*REQUIREMENT*
Repeat verbatim only the lines from the opening of the material below through the one that contains "A customer noticed".

○ ○ ○ ○

PR #17527, opened 2023-09-20
[controls] improve "setter specificity" performance

jonathanpeppers:
Context: https://github.com/dotnet/maui/pull/13818#pullrequestreview-1499240657
Context: https://github.com/jonathanpeppers/lols/issues/4
Fixes #17520

A customer noticed my LOLs per second sample was slower in .NET 8 than .NET 7. I could reproduce their results.

Digging in, `dotnet-trace` showed one culprit was:

    .NET 7
     8.5% microsoft.maui.controls!Microsoft.Maui.Controls.BindableObject.GetValue
     1.2% microsoft.maui.controls!Microsoft.Maui.Controls.BindableObject.SetValue
    .NET 8
    11.0% microsoft.maui.controls!Microsoft.Maui.Controls.BindableObject.GetValue
     2.8% microsoft.maui.controls!Microsoft.Maui.Controls.BindableObject.SetValue

I knew that #13818 had some performance impact, as I noted when reviewing the change.

Drilling in further, most of the time is spent calling `SortedList.Last()`. Which makes sense, as `BindableObject.GetValue()` is called *a lot* in a typical .NET MAUI application.

Adding some logging, I found my LOLs app most commonly had the following specificity values when `BindableProperty`'s are set:

* 5,284 - a single specificity value
* 34,306 - two specificity values

No `BindableProperty`'s in this app had more than two specificity values.

So, an improvement here would be to:

* Avoid `SortedList` for the most common calls

* Make fields that store up to two specificity values

* If a *third* specificity value is required, fall back to using `SortedList`.

I introduced a new, internal `SetterSpecificityList` class for this logic.

The results of running `BindingBenchmarker` (smaller ms/KB is better):

    > .\bin\dotnet\dotnet.exe run --project .\src\Core\tests\Benchmarks\Core.Benchmarks.csproj -c Release -- --filter Microsoft.Maui.Benchmarks.BindingBenchmarker.*
    ...
    Before:
    |           Method |     Mean |    Error |   StdDev |   Gen0 |   Gen1 | Allocated |
    |----------------- |---------:|---------:|---------:|-------:|-------:|----------:|
    |         BindName | 31.67 us | 0.689 us | 2.009 us | 1.7395 | 1.7090 |  14.45 KB |
    |        BindChild | 42.18 us | 0.864 us | 2.548 us | 2.4414 | 2.3804 |  20.16 KB |
[...]

PR #17756, opened 2023-09-30
Improves performance on BindableProperty

albyrock87:
### Description of Change

Trying to improve Bindable `Set/GetValue` and bindings performance a little bit more

Improves BindableProperty performance
- Rewrite `SetterSpecificity` to be stored as `UInt64`
- Rewrite (simplify) `SetterSpecificityList` again to use `SortedList` but this time using its methods instead of Linq
- Use `SetterSpecificityList` on `Bindings` too
- Minor improvements in `BindingExpression` `SetupPart`
- Minor improvements in `VisualStateManger` (especially `GoToState` by avoiding reading property context multiple times)

Benchmarks Executed with
```
BenchmarkDotNet v0.13.10, macOS Sonoma 14.2.1 (23C71) [Darwin 23.2.0]
Apple M3 Pro, 1 CPU, 11 logical and 11 physical cores
.NET SDK 8.0.100
```

**SpecificitySetter Benchmark** (~58% CPU Time reduction, 48% memory reduction)

Before:
```
| Method                      | Mean     | Error   | StdDev  | Gen0    | Gen1    | Gen2   | Allocated |
|---------------------------- |---------:|--------:|--------:|--------:|--------:|-------:|----------:|
| SettersFromDifferentSources | 161.0 us | 2.61 us | 2.44 us | 25.1465 | 12.4512 | 6.3477 | 206.98 KB |
```

After:
```
| Method                      | Mean     | Error    | StdDev   | Gen0    | Gen1   | Gen2   | Allocated |
|---------------------------- |---------:|---------:|---------:|--------:|-------:|-------:|----------:|
| SettersFromDifferentSources | 68.01 us | 0.229 us | 0.215 us | 13.1836 | 6.5918 | 3.1738 | 108.15 KB |
```

**Binding Benchmark** (some small improvements also here)

Before:
```
| Method           | Mean     | Error    | StdDev   | Gen0   | Gen1   | Gen2   | Allocated |
|----------------- |---------:|---------:|---------:|-------:|-------:|-------:|----------:|
| BindName         | 12.54 us | 0.075 us | 0.070 us | 1.3733 | 0.6866 | 0.0916 |  11.33 KB |
| BindChild        | 17.67 us | 0.061 us | 0.054 us | 2.0752 | 1.0376 | 0.1831 |  17.03 KB |
| BindChildIndexer | 34.11 us | 0.138 us | 0.129 us | 3.1738 | 1.5869 | 0.2441 |  26.56 KB |
```

After:
```
| Method           | Mean     | Error    | StdDev   | Gen0   | Gen1   | Gen2   | Allocated |
|----------------- |---------:|---------:|---------:|-------:|-------:|-------:|----------:|
| BindName         | 10.31 us | 0.030 us | 0.028 us | 1.2512 | 0.6256 | 0.0610 |  10.31 KB |
| BindChild        | 15.47 us | 0.060 us | 0.056 us | 1.9531 | 0.9766 | 0.1831 |  16.02 KB |
| BindChildIndexer | 34.67 us | 0.162 us | 0.151 us | 3.1128 | 1.5259 | 0.2441 |  25.55 KB |
```

**TypedBindingBenchmarker**

Before:
```
| Method                | Mean      | Error     | StdDev    | Gen0   | Gen1   | Gen2   | Allocated |
|---------------------- |----------:|----------:|----------:|-------:|-------:|-------:|----------:|
| TypedBindName         |  8.413 us | 0.0326 us | 0.0273 us | 1.0223 | 0.5035 | 0.0305 |   8.36 KB |
| TypedBindChild        | 13.159 us | 0.0473 us | 0.0395 us | 1.6174 | 0.8087 | 0.0916 |  13.28 KB |
| TypedBindChildIndexer | 15.325 us | 0.0632 us | 0.0591 us | 1.8616 | 0.9308 | 0.1221 |  15.23 KB |
```

After:

```
| Method                | Mean      | Error     | StdDev    | Gen0   | Gen1   | Gen2   | Allocated |
|---------------------- |----------:|----------:|----------:|-------:|-------:|-------:|----------:|
| TypedBindName         |  8.467 us | 0.1409 us | 0.1177 us | 0.8850 | 0.4425 | 0.0305 |   7.34 KB |
| TypedBindChild        | 12.850 us | 0.0384 us | 0.0359 us | 1.4954 | 0.7477 | 0.0610 |  12.27 KB |
| TypedBindChildIndexer | 14.922 us | 0.0593 us | 0.0525 us | 1.7395 | 0.8698 | 0.1221 |  14.22 KB |
```

**Conclusions**

Original PR introducing `SetterSpecificity` #13818


src/Controls/src/Core/Interactivity/TriggerBase.cs
```diff
@@ -2,25 +2,26 @@
...
 	public abstract class TriggerBase : BindableObject, IAttachedObject
 	{
+		static readonly BindableProperty TriggerBaseSpecificityCountProperty = BindableProperty.CreateAttached("TriggerBaseSpecificityCount", typeof(ushort), typeof(TriggerBase), (ushort)0);
+		
+		ConditionalWeakTable<BindableObject, object> _triggerSpecificity = new ConditionalWeakTable<BindableObject, object>();
+		
 		bool _isSealed;
 
-		//each trigger is different
-		static int count = 1;
```
albyrock87, line 15: If you think of a complex application, where trigger are potentially defined at component level, we might end up adding +1 here many times.
Think for example if we have these components inside a collection view (+ virtualization) with a lot of elements.
We might reach the limit sooner or later, while storing the count of triggers on each `Bindable` makes it safer.

albyrock87:
@StephaneDelcroix @jonathanpeppers I've updated PR with some more improvements on the binding part and a general cleanup + documentation on the `SetterSpecificity` struct.

src/Controls/src/Core/SetterSpecificity.cs
```diff
@@ -1,102 +1,172 @@
...
+			// Priority order:
+			//                       64bit ulong value
+			// 1. VSM :              0xFF00000000000000
+			// 2. Style              0x00FFF00000000000
+			// 3. Manual(& Trigger)  0x00000FFFF0000000
+			// 4. DynamicResource    0x0000000002000000
+			// 5. Binding            0x0000000001000000
+			// 6. Id                 0x0000000000FF0000
+			// 7. Class              0x000000000000FF00
+			// 8. Type               0x00000000000000FF
```
jonathanpeppers, line 104: @StephaneDelcroix are there any concerns for the amount of room left on these? It seems like this fully uses a `ulong` with not much space leftover for future changes.

src/Controls/src/Core/SetterSpecificityList.cs
```diff
@@ -1,127 +1,86 @@
...
+			return new KeyValuePair<SetterSpecificity, T>(GetSpecificityAt(count - 1), GetSpecificityValueAt(count - 1));
 		}
+		
+		[MethodImpl(MethodImplOptions.AggressiveInlining)]
+		SetterSpecificity GetSpecificityAt(int index)
+		{
+#if NETSTANDARD
+			return Keys[index];
+#else
+			return GetKeyAtIndex(index);
```
jonathanpeppers, line 71: Do you have an idea how much time is spent now in `GetKeyAtIndex()`?

I was using `dotnet-trace` on this app: https://github.com/jonathanpeppers/lols

src/Core/tests/Benchmarks/Benchmarks/SetterBenchmarker.cs
```diff
@@ -0,0 +1,56 @@
...
+			var label = new Label
+			{
+				Style = new Style(typeof(Label))
+				{
+					Setters =
+					{
+						new Setter { Property = Label.TextProperty, Value = "Style" },
+						new Setter { Property = VisualStateManager.VisualStateGroupsProperty, Value = _vsg }
+					}
+				}
```
jonathanpeppers, line 44: Can we store the `Style` as `static readonly` and reuse it in this benchmark? It will take the time spent creating a `Style` out of the timing?

jonathanpeppers (commented):
I think we need some review from @StephaneDelcroix about the general idea of packing into a `ulong`.

src/Controls/src/Core/SetterSpecificity.cs
```diff
@@ -1,102 +1,172 @@
...
+			// Combine dynamicResource and binding into a single byte
+			var dynamicResourceBinding = (dynamicResource * 0x2) | (binding * 0x1);
+			
+			_value = type
+			         | (ulong)@class << 8
+			         | (ulong)id << 16
+			         | (ulong)dynamicResourceBinding << 24
+			         | (ulong)manual << 28
+			         | (ulong)style << 44
+			         | (ulong)vsm << 56;
```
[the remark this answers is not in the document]
albyrock87: We cannot do that, because `<<` operator implicitly casts `byte` to `int` which will not support as much shifts as we need.
We have many proofs of this, starting from compiler warning and errors (depending on the syntax being used).
As double-check, this test fails on the last line.
```cs
[Fact]
public void CastUlongWorksFine()
{
	byte x000FF00000000000 = 1;
	byte x0000000000FF0000 = 1;

	ulong expected = 0x0000100000010000;
	ulong actualWithMultiCasts = (ulong)x000FF00000000000 << 44 | (ulong)x0000000000FF0000 << 16;
	ulong actualWithSingleCast = (ulong)(x000FF00000000000 << 44 | x0000000000FF0000 << 16);
	Assert.Equal(expected, actualWithMultiCasts);
	Assert.Equal(expected, actualWithSingleCast);
}
```

src/Controls/src/Core/SetterSpecificityList.cs
albyrock87: The same time required to access a `TKey[]` array index, so it shouldn't be a concern.
https://github.com/dotnet/runtime/blob/main/src/libraries/System.Collections/src/System/Collections/Generic/SortedList.cs#L561-L566

On the opposite side, in `NETSTANDARD` that has some overhead which we could solve via reflection considering that those private properties cannot change due to serialization matters.
```cs
 public class SortedList<TKey, TValue> :
        IDictionary<TKey, TValue>, IDictionary, IReadOnlyDictionary<TKey, TValue> where TKey : notnull
    {
        private TKey[] keys; // Do not rename (binary serialization)
        private TValue[] values; // Do not rename (binary serialization)
```

Anyway I think that with MAUI the goal is always to use the latest target framework available, so I think the current implementation is acceptable.

src/Core/tests/Benchmarks/Benchmarks/SetterBenchmarker.cs
albyrock87: That's a good idea.
I've updated the benchmark as requested, though it changed only the memory consumption by 1kb.
Regarding CPU nothing really changed.

src/Controls/src/Core/SetterSpecificity.cs
albyrock87: To add more information on this topic let me tell explicitly what the limits are:
```
VSM :              1 to 245 (255 used for handler)
Style              1 to 4094 (4095 used to mark values NOT coming from Style)

Manual(& Trigger)  1 Manual
                   2 to 65535 for trigger **on each different element**
                   (I guess no one will ever attach thousands of triggers to one element instance.)

DynamicResource    1
Binding            1
Id                 1 to 255
Class              1 to 255
Type               1 to 255
```

src/Controls/src/Core/SetterSpecificityList.cs
mattleibow: .NET Standard is not really a supported platform and is _just_ used by the Visual Studio IDE for the analyzers and/or compilers. All other systems should be using the netX.0 TFMs.

jonathanpeppers: > Do you have an idea how much time is spent now in GetKeyAtIndex()?

The reason I ask, is because `SortedList` usage shows up quite a bit in `dotnet-trace` for me in the past. Before https://github.com/dotnet/maui/pull/17527, like ~1.4% of time in my [LOLs sample](https://github.com/jonathanpeppers/lols) was spent just iterating a `SortedList`.

image

These were the old `.speedscope` files: 

[net7vnet8rc1.zip](https://github.com/dotnet/maui/files/12874829/net7vnet8rc1.zip)

albyrock87: I got rid of 1 and 3 by eliminating Linq.
Number 2 I cannot understand from the screenshot to which call it refers.
7 can be eliminated by giving a initial capacity to the sorted list.

Anyway, there is some space for improvement, I'm working on a benchmark project to get the best result possible.
I'll get back to you in a couple of days. Thanks.

jonathanpeppers: The `.zip` file above has files you can open in https://speedscope.app/

When you finish your next iteration, I should have some time to `dotnet-trace` these changes and compare. Thanks!

albyrock87: @jonathanpeppers I've finished up doing an ad hoc implementation which brings great results.
You can [look at them here](https://github.com/albyrock87/setter-specificity-list-benchmarks/).

I've updated the PR and also the description above with new benchmark results.

src/Controls/src/Core/BindableObject.cs
```diff
@@ -783,11 +786,11 @@ internal class BindablePropertyContext
 		{
 			public BindableContextAttributes Attributes;
 
-			public SortedList<SetterSpecificity, BindingBase> Bindings = new();
+			public SetterSpecificityList<BindingBase> Bindings = new();
 
 			public Queue<SetValueArgs> DelayedSetters;
 			public BindableProperty Property;
-			public readonly SetterSpecificityList Values = new();
+			public readonly SetterSpecificityList<object> Values = new(3);
```
albyrock87, line 793: When the context is created, we always set the `DefaultValue` specificity in there, so it makes no sense to initialize the collection as an empty one to resize it on the next statement.

src/Controls/src/Core/SetterSpecificityList.cs
albyrock87: Today I've also added on the other repo an implementation based on an unordered linked list.
It looks better from performance side, probably due to the low number of Setters (log(N) vs N is not that relevant with low numbers), but putting it here gave me a worse result in terms of memory usage on the first benchmark (129 vs 121):

|                      Method |     Mean |   Error |  StdDev |    Gen0 |   Gen1 | Allocated |
|---------------------------- |---------:|--------:|--------:|--------:|-------:|----------:|
| SettersFromDifferentSources | 147.9 us | 1.84 us | 1.72 us | 20.9961 | 8.3008 | 129.39 KB |


|           Method |     Mean |    Error |   StdDev |   Gen0 |   Gen1 | Allocated |
|----------------- |---------:|---------:|---------:|-------:|-------:|----------:|
|         BindName | 19.68 us | 0.423 us | 1.248 us | 1.6785 | 1.6479 |  10.31 KB |
|        BindChild | 30.06 us | 0.601 us | 1.255 us | 2.5940 | 2.5635 |  16.02 KB |
| BindChildIndexer | 54.53 us | 1.068 us | 1.663 us | 4.1504 | 4.0894 |  25.55 KB |

What really makes the difference between the two implementations in terms of speed is basically the `Array.Copy` which apparently costs more than iterating on a few items.

Anyway I don't see this huge benefit in going with such implementation which may give worse results when N is bigger.
But I'll leave this choice up to you: for now I've kept the `AdHoc` implementation similar to a `SortedList`.

albyrock87:
@samhouts I've fixed the merge conflicts, so you can remove the `stale` tag

Now that .NET8 GA is out and you have more time, may I ask for a final review on this in order to avoid fixing merge conflicts again? @MartyIX @StephaneDelcroix @jonathanpeppers @mattleibow 

Thanks

Note: grid layout tests are failing, but that's happening also on the `main` branch

StephaneDelcroix:
I like this idea, it was actually part of the plan, but was easier to implement, test, and fix using a struct instead of a flag.

In the meantime, I've found this API https://learn.microsoft.com/en-us/dotnet/api/system.windows.basevaluesource?view=windowsdesktop-7.0, and if we're reviewing the SetterSpecificity, we should consider that as well.

I'm glad this isn't a public API, and we're allowed to change and experiment

albyrock87:
@StephaneDelcroix I've updated PR to also handle https://github.com/dotnet/maui/issues/18103 which was fixed by you in the mean time.

Using an enum like `System.Windows.BaseValueSource` to specify the source is for sure an improvement but it requires a lot more refactoring given that all unit tests are using the current constructor.
To ensure no-regression quality of my work I chose to avoid touching existing unit tests.

Sounds good? I mean, can we consider this PR approved or is there other work I need to do?

Thanks

jonathanpeppers:
@albyrock87 just so you aren't left here waiting for a merge/review. It feels like this change needs to go into .NET 9, so we have a preview cycle to test out this change.

I will bring up this change to review in a future meeting. Expect it to take a little bit, but thanks for the contribution!

albyrock87:
I've synced the PR with `main` branch and updated benchmarks in the description too.

albyrock87:
Also added a new benchmark related to compiled bindings.

**TypedBindingBenchmarker**

Before:
```
| Method                | Mean      | Error     | StdDev    | Gen0   | Gen1   | Gen2   | Allocated |
|---------------------- |----------:|----------:|----------:|-------:|-------:|-------:|----------:|
| TypedBindName         |  8.413 us | 0.0326 us | 0.0273 us | 1.0223 | 0.5035 | 0.0305 |   8.36 KB |
| TypedBindChild        | 13.159 us | 0.0473 us | 0.0395 us | 1.6174 | 0.8087 | 0.0916 |  13.28 KB |
| TypedBindChildIndexer | 15.325 us | 0.0632 us | 0.0591 us | 1.8616 | 0.9308 | 0.1221 |  15.23 KB |
```

After:

```
| Method                | Mean      | Error     | StdDev    | Gen0   | Gen1   | Gen2   | Allocated |
|---------------------- |----------:|----------:|----------:|-------:|-------:|-------:|----------:|
| TypedBindName         |  8.467 us | 0.1409 us | 0.1177 us | 0.8850 | 0.4425 | 0.0305 |   7.34 KB |
| TypedBindChild        | 12.850 us | 0.0384 us | 0.0359 us | 1.4954 | 0.7477 | 0.0610 |  12.27 KB |
| TypedBindChildIndexer | 14.922 us | 0.0593 us | 0.0525 us | 1.7395 | 0.8698 | 0.1221 |  14.22 KB |
```

StephaneDelcroix (approved):

jonathanpeppers:
FYI I changed this PR to target the `net9.0` branch instead.

jonathanpeppers:
They are merging `main` into `net9.0` shortly, so we are hoping the conflicts (and extra commits) will go away then.

/cc @rmarinho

○ ○ ○ ○

*RESPONSE TO THIS TASK*
PR #17527, opened 2023-09-20
[controls] improve "setter specificity" performance

jonathanpeppers:
Context: https://github.com/dotnet/maui/pull/13818#pullrequestreview-1499240657
Context: https://github.com/jonathanpeppers/lols/issues/4
Fixes #17520

A customer noticed my LOLs per second sample was slower in .NET 8 than .NET 7. I could reproduce their results.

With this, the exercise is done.